Team eInfochips executed the project using only ‘C’

As per project requirements the porting and optimization was divided into four stages:
1. C++ to C conversion (2 times improvement):
We converted C++ classes to their equivalent C structures. The methods within the C++ classes were converted to global functions. The C++ templates were degrading the performance and hence they were removed. Parameter passing in functions was minimized, resulting in stack size reduction from 48 KB to 3 KB. The program memory was also reduced from 139 KB to 70 KB.
2. Efficient use of DMA and memory (2 times improvement)
Processing of the images Pixel-by-pixel and getting stored in the external memory was time consuming. Instead the processing was done line by line and each line was moved to the internal memory for the processing, using DMA.
3. Logic optimizations (4 times improvement):
The algorithm was written for PC platform, so more emphasis was on flexibility. We broke the algorithm in smaller units based on their execution time and rewrote the time consuming functions in an optimized way.
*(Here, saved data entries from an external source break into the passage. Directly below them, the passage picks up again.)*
Issue #8741, opened 2022-11-14
Teams link from the main page links to the wrong page


stevenspadotto:
**Affected module**

UI

**Describe the bug**

On the main page, Teams count is `1` but then when I click on Teams, it takes me to a page where the count is `0`.

It seems that the Teams link from the main page links to `/settings/members/teams/Organization` instead of linking to
`/settings/members/teams`.

**To Reproduce**

<img width="401" alt="Screenshot 2022-11-14 at 5 30 32 PM" src="https://user-images.githubusercontent.com/97744515/201785559-8acf074f-b529-4804-b083-981acd149465.png">

<img width="756" alt="Screenshot 2022-11-14 at 5 30 39 PM" src="https://user-images.githubusercontent.com/97744515/201785569-bb4f97d2-865d-42da-b7fa-799422832ab1.png">

**Expected behavior**

Teams link from the main page should link to `/settings/members/teams`.

**Version:**
 - OS: OS X
 - Python version:
 - OpenMetadata version: 0.12.2
 - OpenMetadata Ingestion package version: [e.g. `openmetadata-ingestion[docker]==XYZ`]

**Additional context**

chirag-madlani:
Hi, @stevenspadotto Thanks for reporting.
We will be having `/settings/members/teams/Organization` as our home path for the Teams page as all teams must fall under Organization
I did remove the older path and UI in this [PR](https://github.com/open-metadata/OpenMetadata/pull/8767).
Should be fixed with 0.13.0

cc: @harshach

stevenspadotto:
@chirag-madlani I see. Ok, thanks. However, on the main page, I see Teams count as `1`, but when I click on the Teams link from there, it takes me to the Organization page where I see Teams count as `0`. This discrepancy with the count can appear to be confusing.

harshach:
@chirag-madlani it looks like we are not showing the total count of all teams but instead showing the count at the top level example
<img width="1196" alt="image" src="https://user-images.githubusercontent.com/38649/201979988-101d34f8-2b68-467d-8f54-d4196313f4d6.png">
<img width="334" alt="image" src="https://user-images.githubusercontent.com/38649/201980022-16ed0ef4-2788-4dbf-baaa-185acc7fec45.png">

chirag-madlani:
[...]

PR #8767, opened 2022-11-15
fix(ui): remove teams root route and redirect it to Organization

chirag-madlani:
### Describe your changes :

I worked on the fixing #8741

#
### Type of change :

- [x] Bug fix

#
Screenshot 2022-11-15 at 4 42 18 PM

#
### Checklist:

#

### DIFF
--- a/openmetadata-ui/src/main/resources/ui/src/components/TeamDetails/TeamDetailsV1.tsx
+++ b/openmetadata-ui/src/main/resources/ui/src/components/TeamDetails/TeamDetailsV1.tsx
@@ -170,7 +170,7 @@ const TeamDetailsV1 = ({
     TitleBreadcrumbProps['titleLinks']
   >([]);
   const [addAttribute, setAddAttribute] = useState<AddAttribute>();
-  const [loading, setLoading] = useState<boolean>(true);
+  const [loading, setLoading] = useState<boolean>(false);
   const [selectedEntity, setEntity] = useState<{
     attribute: 'defaultRoles' | 'policies';
     record: EntityReference;
--- a/openmetadata-ui/src/main/resources/ui/src/locale/languages/en-us.json
+++ b/openmetadata-ui/src/main/resources/ui/src/locale/languages/en-us.json
@@ -275,7 +275,7 @@
     "data-insight-chart": "Data insight chart",
     "data-assets": "Data Assets",
     "app-analytics": "App Analytics",
-    "no-team-found": "No team found with name given.",
+    "no-team-found": "No team found.",
     "quality": "Quality",
     "insight": "Insight",
     "govern": "Govern"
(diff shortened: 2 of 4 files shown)


openmetadata-ui/src/main/resources/ui/src/components/TeamDetails/TeamDetailsV1.tsx
```diff
@@ -170,7 +170,7 @@ const TeamDetailsV1 = ({
     TitleBreadcrumbProps['titleLinks']
   >([]);
   const [addAttribute, setAddAttribute] = useState<AddAttribute>();
-  const [loading, setLoading] = useState<boolean>(true);
+  const [loading, setLoading] = useState<boolean>(false);
```
Sachin-chaurasiya, line 173: @chirag-madlani, Why we are changing the default initial state?

openmetadata-ui/src/main/resources/ui/src/locale/languages/en-us.json
```diff
@@ -275,6 +275,7 @@
     "data-insight-chart": "Data insight chart",
     "data-assets": "Data Assets",
     "app-analytics": "App Analytics",
+    "no-team-found": "No team found with name given.",
```
Sachin-chaurasiya, line 278:
```suggestion
    "no-team-found": "No team found with the {{name}}.",
```

openmetadata-ui/src/main/resources/ui/src/components/TeamDetails/TeamDetailsV1.tsx
chirag-madlani:
```
const fetchPermissions = async () => {
    setLoading(true);
    try {
      const perms = await getEntityPermission(
        ResourceEntity.TEAM,
        currentTeam.id
      );
      setEntityPermissions(perms);
    } catch (error) {
      showErrorToast(
        error as AxiosError,
        t('message.entity-fetch-error', {
          entity: 'User Permissions',
        })
      );
    } finally {
      setLoading(false);
    }
  };

  useEffect(() => {
    !isEmpty(currentTeam) && fetchPermissions();
  }, [currentTeam]);
```

As you can see above loading will be false only when fetchPermissions is called but is currentTeam is empty it will be end up in forever loading which isn't a good UX
That's why I changes it to default false

openmetadata-ui/src/main/resources/ui/src/locale/languages/en-us.json
chirag-madlani: Changing it to generic as "No team found" as we might not name with us

chirag-madlani:
@Sachin-chaurasiya comments addressed

openmetadata-ui/src/main/resources/ui/src/locale/languages/en-us.json
```diff
@@ -275,6 +275,7 @@
     "data-insight-chart": "Data insight chart",
     "data-assets": "Data Assets",
     "app-analytics": "App Analytics",
+    "no-team-found": "No team found.",
```
Sachin-chaurasiya, line 278: @chirag-madlani , I would recommend to show team name as well.

Sachin-chaurasiya (approved):

PR #8771, opened 2022-11-15
Add secrets manager documentation back

nahuelverdugo:
### Describe your changes :
Add back secrets manager documentation after refactoring.

### Type of change :
- [x] Documentation

### Checklist:

### Reviewers

### DIFF
--- a/openmetadata-docs/content/deployment/secrets-manager/index.md
+++ b/openmetadata-docs/content/deployment/secrets-manager/index.md
@@ -1,0 +1,87 @@
+---
+title: Enable Secrets Manager
+slug: /deployment/secrets-manager
+---
+
+# Enable Secrets Manager
+
+Secret Manager integrations allow you to use your existing third-party **Key Management Store** (KMS) with OpenMetadata. 
+Your credentials and sensitive information are stored in a tool that you control, and the KMS will mediate between any 
+OpenMetadata internal requirement and sensitive information.
+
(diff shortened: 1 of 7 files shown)


openmetadata-docs/content/deployment/secrets-manager/index.md
```diff
@@ -0,0 +1,87 @@
...
+1. The migration of all the sensitive data will be done automatically after restarting the OpenMetadata server, which 
+can not be undone for the time being.
+2. Only users with permissions can edit and retrieve the service connections. The connection parameters will be hidden 
+for all other users.
+
+## How it works
+
+There are two types of secrets manager implementations.
+
+### Managed secrets manager
```
pmbrull, line 61: Should we add a line explaining how to configure a managed vs a non-managed?

pmbrull: something like, any implementation can be used as both managed and non managed, the only difference is how the config gets passed

pmbrull (approved):

openmetadata-docs/content/deployment/secrets-manager/index.md
nahuelverdugo: It is explained in each implementation section (AWS SSM, AWS secrets manager, ...), and it is almost the same. Here we only explain how it works in each case since it is common for all the implementations.

PR #8814, opened 2022-11-16
Data insight tests addition

TeddyCr:
### Describe your changes :
Added additional tests for data insight:
- check data were correctly ingested to all indexes after workflow
- Check web analytics data endpoint can be correctly read and wrote to
- mocked admin user going through the site and confirm web analytics data are correctly wrote

#
### Type of change :

- [ ] Bug fix
- [x] Improvement
- [ ] New feature
- [ ] Documentation

#
### Checklist:

#


pmbrull (commented):
Thanks @TeddyCr for adding the tests 🙏 

Just one thought, should we implement the test in cypress instead of adding another tool? it looks like playwright follows a similar approach. It would be interesting to keep these implementations centralised

TeddyCr:
> at

Would we send a request to the API to check the data in cypress as well? I looked at Cypress but there is no Python API unfortunately, only javascript -- which is not ideal for our team.

TeddyCr:
Actually it is failing so I'll remove it for now and think of another approach (maybe cypress then 😅)

pmbrull (approved):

This was an iterative process, but helped in achieving considerable optimization.
4. Floating-point to fixed-point operations (3 times improvement):
The floating-point operations are considerably slower than fixed-point ones and compiler cannot optimize “for/while” loops that contain floating-point operations. We replaced some of the division operations by shift operations. While converting from fixed-point to floating-point, we selected the appropriate fixed-point data types. The algorithm handled fixed-point decimal values to the power of 9
“eInfochips’ accomplishment was impressive. They overcame a series of significant engineering challenges to deliver on time and under budget. Their attention to detail, creative thinking and professional attitude was evident throughout the project.” said the Director of Software Development of customer company on successful completion of the project.